Here we show some key words we extract from BMW's annual reports, and they are exactly meaningful. For example, this "HERE \ Amsterdam" word is the key word of one year annual report, since at that year, BMW bought a navigation company called "HERE" in Amsterdam.

In [15]:
#get the value of certain row (as y-value of visualization result)
y1 = df.loc['husqvarna'].tolist()
y3 = df.loc['citroën'].tolist()
y5 = df.loc['amsterdam'].tolist()
y6 = df.loc['drivenow'].tolist()
y7 = df.loc['co2'].tolist()
y8 = df.loc['brexit'].tolist()
y9 = df.loc['here'].tolist()
y10= df.loc['there'].tolist()

In [16]:
#x-value(year 2010-2017) of visualization result
years = np.linspace(2010, 2017, 8)

#define all the lines(keywords) with the data from TF/IDF
line1 = go.Scatter(x=years, y=y1, mode='lines+markers', name=key[0])
line3 = go.Scatter(x=years, y=y3, mode='lines+markers', name=key[2])
line6 = go.Scatter(x=years, y=y6, mode='lines+markers', name=key[5])
line7 = go.Scatter(x=years, y=y7, mode='lines+markers', name=key[6])
line8 = go.Scatter(x=years, y=y8, mode='lines+markers', name=key[7])
line9 = go.Scatter(x=years, y=y9, mode='lines+markers', name=key[8])

In [17]:
#the layout of visualization of BMW (main title, axis title)
decay = [line1, line3]
increase = [line6, line7, line8, line9]

layout_decay = dict(title = 'BMW:TF-IDF keywords trend - decrease', xaxis = dict(title = 'years'))
fig_decay = dict(data=decay, layout=layout_decay)

layout_increase = dict(title = 'BMW:TF-IDF keywords trend - increase', xaxis = dict(title = 'years'))
fig_increase = dict(data=increase, layout=layout_increase)

#draw the line chart
py.offline.iplot(fig_decay, filename='BMW:TF-IDF keywords trend - decrease')
py.offline.iplot(fig_increase, filename='BMW:TF-IDF keywords trend - increase')

## Deutsche Bank

In [18]:
#the keywords chosen from the Deutsche Bank Annual reports
key_co = ['Goodwill', 'ABN AMRO', 'Deutsche Bank National Trust Co.']

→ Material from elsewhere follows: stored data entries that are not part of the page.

PR #775, opened 2022-02-07
#733 modal perf issues

### LINKED ISSUE #733: Modal perf issues
The modal in particular on detail views is lacking in performance!

Suspicion is it is re-rendering too many times.

joshxg:
Fixes #733 

image

- The main thing I concentrated on here was the heavy rendering. There were previously quite a few renders 200ms+. Now the heaviest is 40ms. It feels snappy!
- Memo'd the `DataTable` with a hacky solution (because of generic types)
- Removed the `useSearchParams` usage. Not sure if the right thing to do 😢 
- Made the data row expansions only render when expanded
- more memoising in various key places
- main one: removed the parsing of expiry dates into real dates in the query fn. This was making react-query think the data had changed, so was causing reference instability and re-rendering all of the things

### DIFF
--- a/packages/common/package.json
+++ b/packages/common/package.json
@@ -34,7 +34,7 @@
     "react-currency-input-field": "^3.6.0",
     "react-hook-form": "^7.22.0",
     "react-i18next": "^11.15.1",
-    "react-query": "^3.34.7",
+    "react-query": "^3.34.12",
     "react-router-dom": "^6.1.1",
     "react-table": "^7.7.0",
     "stylis": "^4.0.13",
--- a/packages/common/src/api/OmSupplyApiContext.tsx
+++ b/packages/common/src/api/OmSupplyApiContext.tsx
@@ -1,4 +1,4 @@
-import React, { FC, useEffect, useState, useCallback } from 'react';
+import React, { FC, useMemo, useEffect, useState, useCallback } from 'react';
 import { createContext } from 'react';
 import { GraphQLClient } from 'graphql-request';
 import { getSdk } from '../types';
@@ -59,9 +59,17 @@ export const OmSupplyApiProvider: FC<ApiProviderProps> = ({
     setApi(createOmSupplyApi(url));
   }, [url]);
 
-  return (
-    <Provider value={{ api, client, setUrl, setHeader }}>{children}</Provider>
+  const val = useMemo(
+    () => ({
+      api,
+      client,
+      setUrl,
+      setHeader,
+    }),
+    [api, client, setUrl, setHeader]
   );
+
+  return <Provider value={val}>{children}</Provider>;
 };
 
 export const OmSupplyApiConsumer = Consumer;
--- a/packages/common/src/ui/layout/tables/components/DataRow/DataRow.tsx
+++ b/packages/common/src/ui/layout/tables/components/DataRow/DataRow.tsx
@@ -104,9 +104,7 @@ export const DataRow = <T extends DomainObject>({
             }}
             in={isExpanded}
           >
-            {ExpandContent && isExpanded ? (
-              <ExpandContent rowData={rowData} />
-            ) : null}
+            {ExpandContent ? <ExpandContent rowData={rowData} /> : null}
           </Collapse>
         </td>
       </tr>
--- a/packages/common/src/ui/layout/tables/components/DataRow/DataRow.tsx
+++ b/packages/common/src/ui/layout/tables/components/DataRow/DataRow.tsx
@@ -104,7 +104,9 @@ export const DataRow = <T extends DomainObject>({
             }}
             in={isExpanded}
           >
-            {ExpandContent ? <ExpandContent rowData={rowData} /> : null}
+            {ExpandContent && isExpanded ? (
+              <ExpandContent rowData={rowData} />
+            ) : null}
           </Collapse>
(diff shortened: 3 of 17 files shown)


packages/common/package.json
```diff
@@ -34,7 +34,7 @@
     "react-currency-input-field": "^3.6.0",
     "react-hook-form": "^7.22.0",
     "react-i18next": "^11.15.1",
-    "react-query": "^3.34.7",
+    "react-query": "^3.34.12",
```
joshxg, line 37: I bumped this as there was an issue with inlined selector functions. Thought this might be a problem but it wasn't. Kept the bump anyway.

packages/common/src/api/OmSupplyApiContext.tsx
```diff
@@ -59,9 +59,17 @@ export const OmSupplyApiProvider: FC<ApiProviderProps> = ({
...
+    () => ({
+      api,
+      client,
+      setUrl,
+      setHeader,
+    }),
+    [api, client, setUrl, setHeader]
   );
+
+  return <Provider value={val}>{children}</Provider>;
```
joshxg, line 72: Thought this might have been an issue when I was looking around for problems. It wasn't. Might be in the future, though, so kept it!

packages/invoices/src/InboundShipment/DetailView/api.ts
```diff
@@ -188,17 +188,12 @@ export const getInboundShipmentDetailViewApi = (
...
-      const expiryDate = line.expiryDate
-        ? new Date(line.expiryDate)
-        : undefined;
       const location = line.location ? locationGuard(line.location) : undefined;
 
       return {
         ...line,
         stockLine,
         location,
-        expiryDate,
```
joshxg, line 201: as explained, not converting to date objects which aren't json serialisable

packages/invoices/src/OutboundShipment/DetailView/DetailView.tsx
```diff
@@ -20,9 +20,12 @@ export const DetailView: FC = () => {
...
 
-  const onRowClick = (item: InvoiceLine | InvoiceItem) => {
-    onOpen(toItem(item));
-  };
+  const onRowClick = useCallback(
+    (item: InvoiceLine | InvoiceItem) => {
+      onOpen(toItem(item));
+    },
+    [toItem, onOpen]
+  );
```
joshxg, line 28: stable reference.. the content area component can re-render and the data table won't so the cost of the re-render in general is cheap

packages/mock-server/src/data/database.ts
```diff
@@ -608,7 +608,7 @@ export const insert = {
       itemUnit: item.unitName ?? '',
       itemId: item.id,
       expiryDate: invoiceLine?.expiryDate
-        ? parse(invoiceLine.expiryDate, 'dd-MM-yyyy', new Date()).toISOString()
+        ? parse(invoiceLine.expiryDate, 'yyyy-MM-dd', new Date()).toISOString()
```
joshxg, line 611: this was the issue I was having with expiry dates not updating, oops!

joshxg (commented):
Small change woo!

packages/invoices/src/InboundShipment/DetailView/columns.ts
```diff
@@ -87,9 +87,17 @@ export const useInboundShipmentColumns = (): Column<
                 'expiryDate',
                 null
               );
-              return formatExpiryDate(expiryDate);
+              const formatted =
```
mark-prins, line 90: a `formatExpiryDateString` perhaps?

packages/common/src/ui/layout/tables/components/DataRow/DataRow.tsx
```diff
@@ -104,7 +104,9 @@ export const DataRow = <T extends DomainObject>({
             }}
             in={isExpanded}
           >
-            {ExpandContent ? <ExpandContent rowData={rowData} /> : null}
+            {ExpandContent && isExpanded ? (
```
mark-prins, line 107: this doesn't work for me 🤔 The row doesn't expand in the outbound or inbound detail views

mark-prins (approved):
👍  certainly feels snappier!

Have checked the rendering just to confirm what you say about the number of renders. and while sad to see the query params go.. they are a problem. we can't link to a list view with all the parameters, but we can go back now!

I'm having an issue with the row expando, as noted. otherwise functionality all looks good!

packages/invoices/src/InboundShipment/DetailView/columns.ts
joshxg: Yes! 2cb5517 

much better!

packages/common/src/ui/layout/tables/components/DataRow/DataRow.tsx
joshxg: oops 🙄 

Yup it didn't actually work 😁 

I tried a few things.. adding the `exitOnMount` and `enterOnMount` and `enter` props etc etc but couldn't get it to work. Then I realised that this isn't an issue for what this is fixing as this was essentially fixed by not having the whole table rerender..

So i've reverted the change which makes no difference to the modal performance. Though, it would be best to not render all the mini tables without being expanded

Here is key words for Deutsche Bank. And they are also meaningful. For instance, this "Deutsche Bank National Trust Co." is actually the name of Deutsche Bank America, and in that year, Deutsche bank got a high penalty from USA government.

In [19]:
#get the value of certain row (as y-value of visualization result)
y1 = df_db.loc['goodwill'].tolist()
y2 = df_db.loc['amro'].tolist()
y3 = df_db.loc['dbntc'].tolist()

In [20]:
#x-value(year 2010-2016) of visualization result
years = np.linspace(2010, 2016, 7)

#define all the lines(keywords) with the data from TF/IDF
line1 = go.Scatter(x=years, y=y1, mode='lines+markers', name=key_co[0])
line2 = go.Scatter(x=years, y=y2, mode='lines+markers', name=key_co[1])
line3 = go.Scatter(x=years, y=y3, mode='lines+markers', name=key_co[2])

In [21]:
#the layout of visualization of Deutsche Bank (main title, axis title)
company = [line1, line2, line3]

layout_company = dict(title = 'Deutsche Bank:TF-IDF keywords trend', xaxis = dict(title = 'years'))
fig_company = dict(data=company, layout=layout_company)

#draw the line chart
py.offline.iplot(fig_company, filename='Deutsche Bank:TF-IDF keywords trend')

## Summary
All these result shows, that TFIDF technique is a easy and effective way to find key words for each documents. However, TFIDF can only find keywords, which make this document different from other documents, but it cannot get topics which appear in every documents but also important.